__Data records__.
PR #520, opened 2016-02-26
Add validation tests for TypedArray instance methods

leobalter:
+ basic tests for TypedArray instances iterator methods.

Tests for detachedBuffer will come in an individual PR.


jugglinmike:
- The "return-itor.js" tests all use the `sample` TypedArray as the test
  subject, but they should be using the `typedArray` object because that is the
  instance under test.
- @goyakin's [suggestion on strict
  mode](https://github.com/tc39/test262/pull/517#discussion_r54494067) from
  gh-517 applies to this patch, as well.

leobalter:
> The "return-itor.js" tests all use the sample TypedArray as the test subject

Oops. False positives are dangerous.

leobalter:
WRT the strict mode:

> the results are not different by other reason, where this would be the global object, and the global does not have a [[TypedArrayName]]. I'm testing step 2 here.
> 
> The respective tests on sloppy mode are already covered on invoked-as-func.js

leobalter:
fixed the return-itor tests on a rebased commit.

leobalter:
fixed the tests on strict mode

leobalter:
-550 lines of code...

test/built-ins/TypedArray/prototype/toString/this-is-not-object.js
```diff
@@ -0,0 +1,54 @@
...
+
+  22.2.3.15 %TypedArray%.prototype.join ( separator )
+
+  This function is not generic. ValidateTypedArray is applied to the this value
+  prior to evaluating the algorithm. If its result is an abrupt completion that
+  exception is thrown instead of evaluating the algorithm.
+
+  22.2.3.5.1 Runtime Semantics: ValidateTypedArray ( O )
+
+  1. If Type(O) is not Object, throw a TypeError exception.
```
goyakin: `%TypedArray%.prototype.join` isn't called if `this` isn't a `TypedArray`, so `ValidateTypedArray` doesn't apply in this case.

Since `this` goes through `ToObject` according to `Array.prototype.toString`, `undefined` and `null` should cause a `TypeError`, but the other types are valid.

test/built-ins/TypedArray/prototype/toString/this-is-not-typedarray-instance.js
```diff
@@ -0,0 +1,45 @@
...
+  22.2.3.15 %TypedArray%.prototype.join ( separator )
+
+  This function is not generic. ValidateTypedArray is applied to the this value
+  prior to evaluating the algorithm. If its result is an abrupt completion that
+  exception is thrown instead of evaluating the algorithm.
+
+  22.2.3.5.1 Runtime Semantics: ValidateTypedArray ( O )
+
+  1. If Type(O) is not Object, throw a TypeError exception.
+  2. If O does not have a [[TypedArrayName]] internal slot, throw a TypeError
```
goyakin: Because of the same reason as `this-is-not-object.js`, we shouldn't get a `TypeError`.

goyakin:
@leobalter This PR LGTM except the tests for `%TypedArray%.prototype.toString`.

test/built-ins/TypedArray/prototype/toString/this-is-not-object.js
leobalter: there's no validation on toString before calling join. 

The full description on toString omits the validation:

```

22.2.3.29 %TypedArray%.prototype.toString ( )

The initial value of the %TypedArray%.prototype.toString data property is the same built-in function object as the Array.prototype.toString method defined in 22.1.3.28.
```

Then Array.prototype.toString will be called first, getting the `join` method:

```
22.1.3.28 Array.prototype.toString ( )

When the toString method is called, the following steps are taken:

    1. Let array be ? ToObject(this value).
    2. Let func be ? Get(array, "join").
    3. If IsCallable(func) is false, let func be the intrinsic function %ObjProto_toString%.
    4. Return ? Call(func, array). 
```

goyakin: Since `Get` would return `undefined` for, for example, a Number, `IsCallable` would return `false`, causing `%ObjProto_toString%` to be called.

`Array.prototype.toString.call(42)` returns `"[object Number]"`, so `TypedArray.prototype.toString.call(42)` should too.

leobalter: Right you are.

Thanks for your patience, @goyakin! I'll fix it.

leobalter: It's fixed now at 9bcfd28.

goyakin: @leobalter, what do you think about simply checking for `TypedArray.prototype.toString === Array.prototype.toString` instead? According to the spec, they should have the same value.

leobalter: you are right, again. :+1: 

I removed the prop-desc as it's already covered on `built-ins/TypedArray/prototype/toString.js`

leobalter:
ping @jugglinmike @goyakin. Can we merge this?

jugglinmike:
Certainly. See b26190f1ce79bdb3624a30d937284baa1b144430 & 83b27c9beb7b3ea78b319148b5c82a5411a333b1

leobalter:
thanks!

PR #523, opened 2016-02-29
Fix bugs in Object.getOwnPropertyDescriptors() tests

### LINKED ISSUE #522: Object.getOwnPropertyDescriptors test bugs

__What to produce__. Transcribe all records exactly as written.

__Answer box__.
PR #520, opened 2016-02-26
Add validation tests for TypedArray instance methods

leobalter:
+ basic tests for TypedArray instances iterator methods.

Tests for detachedBuffer will come in an individual PR.


jugglinmike:
- The "return-itor.js" tests all use the `sample` TypedArray as the test
  subject, but they should be using the `typedArray` object because that is the
  instance under test.
- @goyakin's [suggestion on strict
  mode](https://github.com/tc39/test262/pull/517#discussion_r54494067) from
  gh-517 applies to this patch, as well.

leobalter:
> The "return-itor.js" tests all use the sample TypedArray as the test subject

Oops. False positives are dangerous.

leobalter:
WRT the strict mode:

> the results are not different by other reason, where this would be the global object, and the global does not have a [[TypedArrayName]]. I'm testing step 2 here.
> 
> The respective tests on sloppy mode are already covered on invoked-as-func.js

leobalter:
fixed the return-itor tests on a rebased commit.

leobalter:
fixed the tests on strict mode

leobalter:
-550 lines of code...

test/built-ins/TypedArray/prototype/toString/this-is-not-object.js
```diff
@@ -0,0 +1,54 @@
...
+
+  22.2.3.15 %TypedArray%.prototype.join ( separator )
+
+  This function is not generic. ValidateTypedArray is applied to the this value
+  prior to evaluating the algorithm. If its result is an abrupt completion that
+  exception is thrown instead of evaluating the algorithm.
+
+  22.2.3.5.1 Runtime Semantics: ValidateTypedArray ( O )
+
+  1. If Type(O) is not Object, throw a TypeError exception.
```
goyakin: `%TypedArray%.prototype.join` isn't called if `this` isn't a `TypedArray`, so `ValidateTypedArray` doesn't apply in this case.

Since `this` goes through `ToObject` according to `Array.prototype.toString`, `undefined` and `null` should cause a `TypeError`, but the other types are valid.

test/built-ins/TypedArray/prototype/toString/this-is-not-typedarray-instance.js
```diff
@@ -0,0 +1,45 @@
...
+  22.2.3.15 %TypedArray%.prototype.join ( separator )
+
+  This function is not generic. ValidateTypedArray is applied to the this value
+  prior to evaluating the algorithm. If its result is an abrupt completion that
+  exception is thrown instead of evaluating the algorithm.
+
+  22.2.3.5.1 Runtime Semantics: ValidateTypedArray ( O )
+
+  1. If Type(O) is not Object, throw a TypeError exception.
+  2. If O does not have a [[TypedArrayName]] internal slot, throw a TypeError
```
goyakin: Because of the same reason as `this-is-not-object.js`, we shouldn't get a `TypeError`.

goyakin:
@leobalter This PR LGTM except the tests for `%TypedArray%.prototype.toString`.

test/built-ins/TypedArray/prototype/toString/this-is-not-object.js
leobalter: there's no validation on toString before calling join. 

The full description on toString omits the validation:

```

22.2.3.29 %TypedArray%.prototype.toString ( )

The initial value of the %TypedArray%.prototype.toString data property is the same built-in function object as the Array.prototype.toString method defined in 22.1.3.28.
```

Then Array.prototype.toString will be called first, getting the `join` method:

```
22.1.3.28 Array.prototype.toString ( )

When the toString method is called, the following steps are taken:

    1. Let array be ? ToObject(this value).
    2. Let func be ? Get(array, "join").
    3. If IsCallable(func) is false, let func be the intrinsic function %ObjProto_toString%.
    4. Return ? Call(func, array). 
```

goyakin: Since `Get` would return `undefined` for, for example, a Number, `IsCallable` would return `false`, causing `%ObjProto_toString%` to be called.

`Array.prototype.toString.call(42)` returns `"[object Number]"`, so `TypedArray.prototype.toString.call(42)` should too.

leobalter: Right you are.

Thanks for your patience, @goyakin! I'll fix it.

leobalter: It's fixed now at 9bcfd28.

goyakin: @leobalter, what do you think about simply checking for `TypedArray.prototype.toString === Array.prototype.toString` instead? According to the spec, they should have the same value.

leobalter: you are right, again. :+1: 

I removed the prop-desc as it's already covered on `built-ins/TypedArray/prototype/toString.js`

leobalter:
ping @jugglinmike @goyakin. Can we merge this?

jugglinmike:
Certainly. See b26190f1ce79bdb3624a30d937284baa1b144430 & 83b27c9beb7b3ea78b319148b5c82a5411a333b1

leobalter:
thanks!

PR #523, opened 2016-02-29
Fix bugs in Object.getOwnPropertyDescriptors() tests

### LINKED ISSUE #522: Object.getOwnPropertyDescriptors test bugs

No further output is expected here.